(Exercise prompt) The answer must be a single number: how many lines of the entries below include "overridingPR".

(Available data)

■ ■ ■ ■

PR #7422, opened 2024-01-18
DEVPROD-1947 Handle GitHub triggering two patch intents with same SHA

ZackarySantana:
DEVPROD-1947

#### Problem
GitHub only allows for one status per commit SHA. When there are two PR's open with the HEAD branch pointing to the same SHA, Evergreen currently creates two patches and sends statuses for both. When both finish, whatever finished last is what gets displayed for both PR's. Not only is this a waste of resources in most cases, if they have tests that require the context of a particular PR, they may be getting invalid test results than what they expect (or don't expect).

#### Solution
When Evergreen recieves a 2nd github event that it would create another patch for, but one exists, instead comment on the PR explaining why a new one will not be created and link the other PR. In most cases, tests won't depend on the PR context. If the test does, the user can type 'evergreen retry' on any PR to cancel other patches and it will inform on all affected PR's. 

#### Video
I only did a video of a working use case, I also tested 'evergreen retry' to make sure it behaves the same as before. I checked the links as well and they work. I also tested 'evergreen retry' on both PR's (one with a patch, one without one). And doing retry multiple times.

https://github.com/evergreen-ci/evergreen/assets/64446617/d0fd7344-6a9c-49dd-9bac-3d76102384e7

### Testing
Manual testing 

### Documentation
Added


globals.go
```diff
@@ -604,7 +604,7 @@ var (
 )
 
 const (
-	DefaultServiceConfigurationFileName = "/etc/mci_settings.yml"
+	DefaultServiceConfigurationFileName = "/etc/mci_settings.yml" // Unused
```
ZackarySantana, line 607: Should I delete these unused variables in this PR? I stumbled upon them while working on this

ZackarySantana:
If you are interested in the branches I was testing on and want to see it, here are two of them: 
https://github.com/evergreen-ci/commit-queue-sandbox/pull/634

https://github.com/evergreen-ci/commit-queue-sandbox/pull/654

Please note they have a sloppy history from testing. 

And as well, users can get in a state where 'evergreen retry' just makes a new patch on top of an existing one- we don't have any checks if one is currently running (or will run) and we don't cancel it as such. So in one of my tests, there displays the same PR but two different patches, that was from testing 'evergreen retry' when a patch was already made. I was going to make a ticket to address this.

rest/route/github.go
```diff
@@ -583,6 +589,102 @@ func (gh *githubHookApi) AddIntentForPR(pr *github.PullRequest, owner, calledBy
...
+			"ref":               pr.Head.GetRef(),
+			"pr_num":            pr.GetNumber(),
+			"hash":              pr.Head.GetSHA(),
+			"override_existing": overrideExisting,
+			"err":               err.Error(),
+		})
+		return errors.Wrapf(err, "getting same hash patches")
+	}
+	// Remove a patch associated with this PR if applicable.
+	var filtered = []patch.Patch{}
```
Kimchelly, line 607: nit: this is equivalent to `filtered := []patch.Patch{}`, so the `var` can be omitted. Alternatively, it seems like your logic doesn't really care if the slice is nil vs empty (both would be treated the same in this function), so you could just do `var filtered []patch.Patch` to have a nil unallocated slice, which is auto-allocated when it's `append`ed to.

rest/route/github.go
```diff
@@ -558,7 +559,12 @@ func (gh *githubHookApi) refreshPatchStatus(ctx context.Context, owner, repo str
 	return nil
 }
 
-func (gh *githubHookApi) AddIntentForPR(pr *github.PullRequest, owner, calledBy string) error {
+// AddIntentForPR takes a pr and checks if that pr is applicable for CI and if it is, does one of two things.
+// If overrideExisting is false, it only creates a PR if no PR has the same head sha. If any exist, it
```
Kimchelly, line 563: This comment overall looks good (and thanks for adding a comment!), but a brief explanation of what the head SHA is would help clarify what the issue is that we're trying to solve/why it can happen so we understand this special case later on.

rest/route/github.go
```diff
@@ -583,6 +589,102 @@ func (gh *githubHookApi) AddIntentForPR(pr *github.PullRequest, owner, calledBy
...
+			var errs []error
+			overriddenPatchComment := fmt.Sprintf("Another [PR](%s) with the same head SHA has ran 'evergreen retry' and overridden this PR's patch. This PR's patch will be canceled and the status reported will be in the context of the other PR.", createGitHubPRLink(pr.Base.User.GetLogin(), pr.Base.Repo.GetName(), pr.GetNumber()))
+			for _, p := range patches {
+				err := gh.sc.AddCommentToPR(ctx, p.GithubPatchData.BaseOwner, p.GithubPatchData.BaseRepo, p.GithubPatchData.PRNumber, overriddenPatchComment)
+				if err != nil {
+					errs = append(errs, err)
+				}
+			}
+
+			overridingPatchComment := fmt.Sprintf("There is an existing patch(s) for this commit SHA that will be cancelled:\n%s\n\nThe status reported will be corresponding to this PR rather than the previous existing ones. If you would like a patch to run for another PR and to cancel this one, comment 'evergreen retry' on the corresponding PR.", gh.createPatchesWithPRLinks(patches))
```
Kimchelly, line 665: nit: patch(s) -> patch(es)

rest/route/github.go
```diff
@@ -583,6 +589,102 @@ func (gh *githubHookApi) AddIntentForPR(pr *github.PullRequest, owner, calledBy
...
+				"message": "cancelling existing CI on same SHA patches",
+				"owner":   pr.Base.User.GetLogin(),
+				"repo":    pr.Base.Repo.GetName(),
+				"ref":     pr.Head.GetRef(),
+				"pr_num":  pr.GetNumber(),
+			})
+			for _, p := range patches {
+				err = model.CancelPatch(&p, task.AbortInfo{User: evergreen.GithubPatchUser, NewVersion: "", PRClosed: false})
+				if err != nil {
+					err = gh.sc.AddCommentToPR(ctx, pr.Base.User.GetLogin(), pr.Base.Repo.GetName(), pr.GetNumber(), "There was an issue aborting the other patches, please try 'evergreen retry' again.")
```
Kimchelly, line 639: This comment seems fine, but it may result in some confusion since it returns early and doesn't comment about the originating problem first (the overriding patch comment below this). Could we add this comment _after_ posting the comment with the context?

rest/route/github.go
```diff
@@ -583,6 +589,102 @@ func (gh *githubHookApi) AddIntentForPR(pr *github.PullRequest, owner, calledBy
 		}
 	}
 
+	patches, err := patch.Find(patch.ByGithash(pr.Head.GetSHA()))
+	if err != nil {
+		grip.Info(message.Fields{
```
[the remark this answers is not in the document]
ZackarySantana: I think it should be error

rest/route/github.go
```diff
@@ -583,6 +589,102 @@ func (gh *githubHookApi) AddIntentForPR(pr *github.PullRequest, owner, calledBy
...
+	if len(patches) > 0 {
+		if !overrideExisting {
+			// We want to comment on explaining why a new patch will not be ran.
+			comment := fmt.Sprintf("There is an existing patch(s) for this commit SHA:\n%s\n\nPlease note that the status that is posted is not in the context of this PR but rather the (latest) existing patch and that may affect some tests that may depend on the particular PR. If your tests do not rely on any PR-specific values (like base or head branch name) than your tests will report the same status. If you would like a patch to run in the context of this PR and cancel the other(s), comment 'evergreen retry'.", gh.createPatchesWithPRLinks(patches))
+			grip.Info(message.Fields{
+				"message": "skipping CI on PR due to patch already existing",
+				"owner":   pr.Base.User.GetLogin(),
+				"repo":    pr.Base.Repo.GetName(),
+				"ref":     pr.Head.GetRef(),
+				"pr_num":  pr.GetNumber(),
```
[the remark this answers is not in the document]
ZackarySantana: I reused the links in this info so it just links the PR and patches for quick debugging

ZackarySantana:
I refactored and pulled out the comments to a dedicated file so they can be colocated and not clutter the logic code.

rest/route/github_comments.go
```diff
@@ -0,0 +1,56 @@
...
+
+	"github.com/evergreen-ci/evergreen/model/patch"
+	"github.com/google/go-github/v52/github"
+)
+
+type githubComments struct {
+	baseUrl string
+}
+
+func newGithubComments(baseUrl string) *githubComments {
```
Kimchelly, line 14: Small nugget of wisdom - if you don't have a specific reason to use a pointer, generally try to avoid it. Pointers introduce more surface area for nils and panics, and historically, this fueled a paranoid mentality of "but what if it's a nil pointer??" and resulted in lots of extra panic safety checks that might not actually be needed. You can see some examples of this in the `pr` object, where we use `Get<Field>` everywhere because it's full of pointers and we're not sure what fields GitHub is guaranteed to send us/which ones have already been nil checked.

On a further note about pointers and methods - even if some of its method definitions use a pointer receiver (like `(g * githubComments) existingPatches`), it's still okay to return the struct from constructors - Go is smart enough to figure out the magic of working on the pointer to the struct rather than copying the struct with each method. It seems like none of this needs to use pointers, so just returning the struct as-is from `newGithubComments` should be good enough.

docs/Project-Configuration/Github-Integrations.md
```diff
@@ -72,6 +72,10 @@ evergreen refresh
 
 Sometimes Evergreen has trouble sending updated GitHub statuses, so the checks on the PR may not accurately reflect the state of patch on Evergreen. This is especially troublesome when the repository requires passing checks. To re-sync the GitHub checks with Evergreen, comment `evergreen refresh` on the PR.
 
+#### Handling same SHA PR's
+
+GitHub only allows one set of statuses for every commit SHA. If you have a situation where you have two PR's where the HEAD commit is the same, Evergreen will only create a patch for the first one and will make a comment on the second one explaining why. In general, if your tasks do not require the context of the PR (most notably the branch name, which is known to be used in some s3.put tasks), then the status displayed for the PR's will be correct. If the tasks do require the context of the PR, you may comment 'evergreen retry' and force Evergreen to cancel currently running patches in favor of a new one in the context of the PR you have commented on.
```
Kimchelly, line 77: nit: PR's -> PRs

rest/route/github.go
```diff
@@ -603,90 +606,83 @@ func (gh *githubHookApi) AddIntentForPR(ctx context.Context, pr *github.PullRequ
...
+	grip.Error(message.WrapError(catcher.Resolve(), message.Fields{
+		"message": "error informing user(s) that aborting other patches failed",
+		"owner":   pr.Base.User.GetLogin(),
+		"repo":    pr.Base.Repo.GetName(),
+		"ref":     pr.Head.GetRef(),
+		"pr_num":  pr.GetNumber(),
+	}))
+
+	// Abort patches, and if any fail, comment on the PR to inform the user and no-op.
+	for _, p := range patches {
```
Kimchelly, line 670: May be a little neater to abort patches in the same loop as above, just after adding the comment. Would also make sense to continue on error in case any single patch fails to abort, since we still want to try aborting later PR patches in the slice.

rest/route/github.go
```diff
@@ -589,9 +592,9 @@ func (gh *githubHookApi) AddIntentForPR(ctx context.Context, pr *github.PullRequ
 		}
 	}
 
-	patches, err := patch.Find(patch.ByGithash(pr.Head.GetSHA()))
+	conflictingPatches, err := getOtherPatchesWithHash(pr.Head.GetSHA(), *pr.Number)
```
Kimchelly, line 595: nit: `pr.GetNumber()` to reduce nil pointer paranoia

Kimchelly (commented):
I like the code organization changes a lot 💯 

Still have a couple follow-ups, but they're not big.

rest/route/github.go
```diff
@@ -603,90 +606,83 @@ func (gh *githubHookApi) AddIntentForPR(ctx context.Context, pr *github.PullRequ
...
+	}))
+
+	// Abort patches, and if any fail, comment on the PR to inform the user and no-op.
+	for _, p := range patches {
+		err := model.CancelPatch(&p, task.AbortInfo{User: evergreen.GithubPatchUser, NewVersion: "", PRClosed: false})
+		if err == nil {
+			continue
+		}
+		commentErr := gh.sc.AddCommentToPR(ctx, pr.Base.User.GetLogin(), pr.Base.Repo.GetName(), pr.GetNumber(), "There was an issue aborting the other patches, please try 'evergreen retry' again.")
+		grip.Error(message.Fields{
```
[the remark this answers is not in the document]
ZackarySantana: I looked inside of wraperror/fields and passing the commentErr is okay, it handles/expects nil conditions in particular

rest/route/github_comments.go
ZackarySantana: Yeah... I even stored it as a struct instead of a pointer in the gh (githubHookApi) struct. Moved to not use a pointer

rest/route/github.go
ZackarySantana: I combined them and made a comment for the function to explain the design choice. I also put two grip logging, one for comments and one for patch cancels, with different levels since erroring on comments is not as important as erroring on patches.

I could see a case where it might be good to error on comments as well for information, if  you think so I could change it so they are treated the same.

rest/route/github_comments.go
```diff
@@ -0,0 +1,56 @@
...
+
+// overridingPR returns a comment that is posted when there are existing patches for a commit SHA and
+// they will be aborted, so the PR context is of the new PR rather than the existing PR.
+func (g *githubComments) overridingPR(patches []patch.Patch) string {
+	return fmt.Sprintf("There is an existing patch(es) for this commit SHA that will be aborted:\n%s\n\nThe status reported will be corresponding to this PR rather than the previous existing ones. If you would like a patch to run for another PR and to abort this one, comment 'evergreen retry' on the corresponding PR.", g.getLinksForPRPatches(patches))
+}
+
+// overridenPR returns a comment that is posted when a PR's patch is aborted (or changed) in
+// favor of anther patch in a different PR context.
+func (g *githubComments) overridenPR(pr *github.PullRequest) string {
```
Kimchelly, line 32: nit: Sorry, English is hard but this one specifically is "overridden", only "overriding" has a single "d". I think the correct combination is overridden + overriding.

rest/route/github.go
Kimchelly: Eh, splitting the error logs seems fine. LGTM!

Kimchelly (approved):
LGTM mod small nits. And nice job with the PR!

■ ■ ■ ■

(Exercise result) 2